This was the header image for yesterday’s post on lighthouses. It’s from a book Coastwise Lights of China: an illustrated account of the Chinese Maritime Customs Lights Service by T. Roger Banister, published in 1932. You can read more about the book here. This image though, says the same thing I used 1,500 words to describe.
Earlier this evening, I saw this tweet that reminded me of the image above.
Bernhard “Bernd” Becher August 20, 1931 – June 22, 2007), and Hilla Becher, (September 2 1934 – October 13, 2015), were German conceptual artists and photographers working as a collaborative duo. They are best known for their extensive series of photographic images, or typologies, of industrial buildings and structures, often organised in grids.
Meeting as students at the Kunstakademie Düsseldorf in 1957, Bernd and Hilla Becher first collaborated on photographing and documenting the disappearing German industrial architecture in 1959. The Ruhr Valley, where Becher’s family had worked in the steel and mining industries, was their initial focus. They were fascinated by the similar shapes in which certain buildings were designed. After collating thousands of pictures of individual structures, they noticed that the various edifices – of cooling towers, gas tanks and coal bunkers, for instance – shared many distinctive formal qualities. In addition, they were intrigued by the fact that so many of these industrial buildings seemed to have been built with a great deal of attention toward design.
Together, the Bechers went out with a large 8 x 10-inch view camera and photographed these buildings from a number of different angles, but always with a straightforward “objective” point of view. They shot only on overcast days, so as to avoid shadows, and early in the morning during the seasons of spring and fall. Objects included barns, water towers, coal tipples, cooling towers, grain elevators, coal bunkers, coke ovens, oil refineries, blast furnaces, gas tanks, storage silos, and warehouses.

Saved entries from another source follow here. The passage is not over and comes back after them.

PR #9697, opened 2024-10-21
fix(dashboard,js-sdk): remove methods / hooks to non existing exchange routes

shahednasser:
Remove the following exchange methods (and hooks from dashboard) which point to routes that don't exist:

- `delete`
- `addItems`
- `updateItem`
- `removeItem`


fPolic (approved):
LGTM!

packages/core/js-sdk/src/admin/exchange.ts
```diff
@@ -73,72 +73,6 @@ export class Exchange {
...
-        body,
-        query,
-      }
-    )
-  }
-
-  async updateItem(
-    id: string,
-    actionId: string,
-    body: HttpTypes.AdminUpdateExchangeItem,
```
fPolic, line 111: nit: think that this types can be removed as well

shahednasser: Good point! will remove them

PR #9705, opened 2024-10-22
Feat/validate query enhancement

adrien2p:


packages/core/framework/src/http/utils/validate-query.ts
```diff
@@ -68,14 +68,19 @@ export function validateAndTransformQuery<TEntity extends BaseEntity>(
     next: NextFunction
   ) {
     try {
+      const restricted = req.restrictedFields.list()
```
olivermrbl: thought: Not sure if we do this already, but we should probably add a strong recommendation in our docs that you should use `validateAndTransformQuery` for custom endpoints in the store domain

olivermrbl: And to ensure best practices are followed, it should probably be the recommendation for any custom endpoint. Same with `validateAndTransformBody`

adrien2p: yes in theory we are already recommending that especially if we talk about the query config

adrien2p: and then if people want something very custom they can just reuse the tools that we are using under the hood in those middleware. But then it is up to the user to manage everything if they don't use our recommended way

adrien2p: Apparently, only the *body is mentioned in the documentation, should we ask shahed to have a look?

Screenshot 2024-10-22 at 11 41 13

olivermrbl: cc @shahednasser

adrien2p: @olivermrbl do we also want to document ? or we do that later?
- `DEFAULT_STORE_RESTRICTED_FIELDS` from `framework/utils`
- `RestrictedFields` from `framework/http`
- medusa config `prjectConfig.http.restrictedFields`

packages/medusa/src/api/store/customers/query-config.ts
```diff
@@ -38,6 +38,10 @@ export const defaultStoreCustomerAddressFields = [
 
 export const retrieveAddressTransformQueryConfig = {
   defaults: defaultStoreCustomerAddressFields,
+  allowed: [
```
olivermrbl: todo: Can you add `validateAndTransformQuery` to the middlewares for the `GET /store/customers/me` endpoint? It is currently missing, so we can't query anything 😄

adrien2p: it is present already

Screenshot 2024-10-22 at 14 44 14

olivermrbl: Oh my bad, but looking at the wrong middelware config

olivermrbl: todo: Can you add `allowed` to `retrieveTransformQueryConfig` in this file? 🙏

olivermrbl: And remove `orders` here. This is for customer addresses

adrien2p: done ✅

olivermrbl (approved):
LGTM!

PR #9710, opened 2024-10-22
fix(dasbhoard): Revert keybound form for public pages

kasperkristensen:
**What**
- We recently changed all forms to require Cmd/Ctrl + Enter to submit, this makes sense for our forms within modals, but not so much for our public pages such as the login page.
- This PR removes the need to hold Cmd or Ctrl when trying to submit the forms on the login page, reset password page, and register page.
- Also fixes some incorrect styling on the reset password and register pages.


olivermrbl (approved):
Nice, makes sesne

PR #9715, opened 2024-10-22
fix(dashboard): truncate price cell titles

fPolic:
Before:
Screenshot 2024-10-22 at 17 14 56

After
Screenshot 2024-10-22 at 17 26 15


packages/admin/dashboard/src/components/data-grid/helpers/create-data-grid-price-columns.tsx
```diff
@@ -62,9 +66,9 @@ export const createDataGridPriceColumns = <
         type: "number",
         header: () => (
           <div className="flex w-full items-center justify-between gap-3">
```
kasperkristensen, line 68: The icon is still cut off, so we should either change the wrapping div to a grid with `grid-cols-[1fr_15px] gap-3`, or add a `shrink-0` to the icon.

olivermrbl:
@kasperkristensen, could you give this another round of review?

kasperkristensen (approved):

PR #9721, opened 2024-10-22
chore: Remove v2 branches from starters

olivermrbl:


packages/cli/medusa-cli/src/commands/new.ts
```diff
@@ -187,7 +187,7 @@ const clone = async (hostInfo, rootPath, v2 = false, inputBranch) => {
       : []
 
   if (v2) {
-    branch = [`-b`, inputBranch || "feat/v2"]
+    branch = [`-b`, inputBranch || "master"]
```
shahednasser, line 190: We don't need this option anyway so better to remove this.

shahednasser (approved):
LGTM just one suggestion

packages/cli/medusa-cli/src/commands/new.ts
olivermrbl: The `inputBranch`?

shahednasser: The `v2` condition, we don't need a `--v2` option anymore

olivermrbl: I noticed this is a more comprehensive change, so I'll save this cleanup for later.

PR #9736, opened 2024-10-23
fix(core-flows, dashboard): adjust stock levels when doing partial fulfilments

fPolic:
**What**
- core-flows: stock levels were adjusted for the entire item quantity instead of the quantity that is being fulfilled
- admin: count the reserved quantity of the item we are fulfilling as available quantity in admin
- admin: refresh reservations after creation order fulfillment

---

CLOSES TRI-418


packages/core/core-flows/src/order/workflows/create-fulfillment.ts
```diff
@@ -202,20 +202,20 @@ function prepareInventoryUpdate({
 
     const inputQuantity = inputItemsMap[item.id]?.quantity ?? item.quantity
 
-    const quantity = reservation.quantity - inputQuantity
+    const remainingReservationQuantity = reservation.quantity - inputQuantity
```
olivermrbl, line 212: q: should we check if input quantity exceeds the reserved quantity?

olivermrbl (approved):
LGTM, just had one q before we merge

- “they noticed that the various edifices – of cooling towers, gas tanks and coal bunkers, for instance – shared many distinctive formal qualities.” We shouldn’t automatically assume something is distinctive because it has some formal quality. It could be distinctive because it has no formal quality. I think this is what they, but not their commentators, may have observed.
- “they were intrigued by the fact that so many of these industrial buildings seemed to have been built with a great deal of attention toward design”. Again, and related to the first point, not necessarily. They may have been intrigued by the fact so many of these industrial buildings seemed to have been built with no attention at all paid to design. Nevertheless, something there intrigued them. We’ll never know if it was the absence of pretentious design or the presence of unpretentious design. There’s a world of difference between those two but … some other time.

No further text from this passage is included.